Issue #143, opened 2021-03-04
Cipher doFinal gives null dereference when input bytes are missing


bauer-matthews:
Cipher doFinal gives null dereference when input bytes are missing. Below is a simple test case to demonstrate the issue. With the SunJCE provider (openJDK 11) no exception is raised and the returned byte array is all zeros.  

```
    @Test
    public void cipherNoInputCorretto() throws NoSuchAlgorithmException, NoSuchPaddingException,
            InvalidKeyException, IllegalBlockSizeException, BadPaddingException, NoSuchProviderException {

        com.amazon.corretto.crypto.provider.AmazonCorrettoCryptoProvider.install();

        KeyPairGenerator keygen = KeyPairGenerator.getInstance("RSA");
        keygen.initialize(2048);
        Key key = keygen.generateKeyPair().getPublic();

        Cipher cipher = Cipher.getInstance("RSA/ECB/NoPadding", "AmazonCorrettoCryptoProvider");
        cipher.init(Cipher.ENCRYPT_MODE, key);
        cipher.doFinal();
    }
```

SalusaSecondus:
Thank you for this report. I do see that we have a `NullPointerException` in this case and that should be fixed.

----
My repro.

```
Exception in thread "main" java.lang.NullPointerException
        at java.base/java.lang.System.arraycopy(Native Method)
        at com.amazon.corretto.crypto.provider.RsaCipher.engineDoFinal(RsaCipher.java:195)
        at com.amazon.corretto.crypto.provider.RsaCipher.engineDoFinal(RsaCipher.java:148)
        at java.base/javax.crypto.Cipher.doFinal(Cipher.java:2085)
        at CipherNoInputCorretto.main(CipherNoInputCorretto.java:14)
```

alex-chew:
Closing as this will be fixed in the upcoming release.

PR #147, opened 2021-03-13
Handle RsaCipher#engineDoFinal with no input bytes

alex-chew:
*Issue #, if available:* #143

*Description of changes:* Ensure that RsaCipher correctly returns all 0 bytes when calling `Cipher#doFinal` without any input bytes provided (via `update` or `doFinal`), like SunJCE does.

### DIFF
--- a/src/com/amazon/corretto/crypto/provider/RsaCipher.java
+++ b/src/com/amazon/corretto/crypto/provider/RsaCipher.java
@@ -181,7 +181,7 @@ class RsaCipher extends CipherSpi {
             // that don't take an input buffer, and in those cases, inputOffset and inputLen are 0.
             // We set them here anyways to be safe, because the API makes no such guarantee.
             else if (input == null) {
-                input = new byte[0];
+                input = Utils.EMPTY_ARRAY;
                 inputOffset = 0;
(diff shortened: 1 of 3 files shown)


src/com/amazon/corretto/crypto/provider/RsaCipher.java
```diff
@@ -177,6 +177,14 @@ protected int engineDoFinal(byte[] input, int inputOffset, int inputLen, final b
                 inputOffset = 0;
                 inputLen = buffer_.size();
             }
+            // One-shot, no input. Cipher only calls engineDoFinal with null input in doFinal overloads
+            // that don't take an input buffer, and in those cases, inputOffset and inputLen are 0.
+            // We set them here anyways to be safe, because the API makes no such guarantee.
+            else if (input == null) {
+                input = new byte[0];
```
SalusaSecondus, line 184: Please use the zero-byte array constant instead.
```suggestion
                input = Utils.EMPTY_ARRAY;
```

SalusaSecondus (changes requested):
One minor change needed and this is good.

SalusaSecondus (approved):
LGTM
────────
WHAT IS BEING ASKED —
Looking at the data above, show all lines where the word "main" occurs.

ANSWER FOR THE TASK —
Exception in thread "main" java.lang.NullPointerException
        at CipherNoInputCorretto.main(CipherNoInputCorretto.java:14)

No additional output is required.